- DATA FOR ANALYSIS -
PR #327, opened 2021-12-17
feat: Use flintlock unique id

### LINKED ISSUE #291: Create globally unique identifier per microvm
Currently, the identifier for a microvm is a combination of namespace and name. We should also create an identifier that is globally/universally unique as well (i.e. a UUID/GUID).  This will stop the unlikely but possible (this has happened in CAPA) scenario where 2 separate management clusters create a cluster with the same name/namespace.

We should also be able to get the microvm details with this id. 

yitsushi:

This commit message will be a QA like commit message

Why in the spec and not somewhere else?

Historically we are using the same spec in create request an responses,
we do not return with status on create request because it's mostly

- TASK INSTRUCTIONS -
In the listing above, find the line holding "### LINKED ISSUE" and the line holding "Historically we are", then output those two lines and every line between them exactly.

- SOLUTION FOR THIS PROBLEM -
### LINKED ISSUE #291: Create globally unique identifier per microvm
Currently, the identifier for a microvm is a combination of namespace and name. We should also create an identifier that is globally/universally unique as well (i.e. a UUID/GUID).  This will stop the unlikely but possible (this has happened in CAPA) scenario where 2 separate management clusters create a cluster with the same name/namespace.

We should also be able to get the microvm details with this id. 

yitsushi:

This commit message will be a QA like commit message

Why in the spec and not somewhere else?

Historically we are using the same spec in create request an responses,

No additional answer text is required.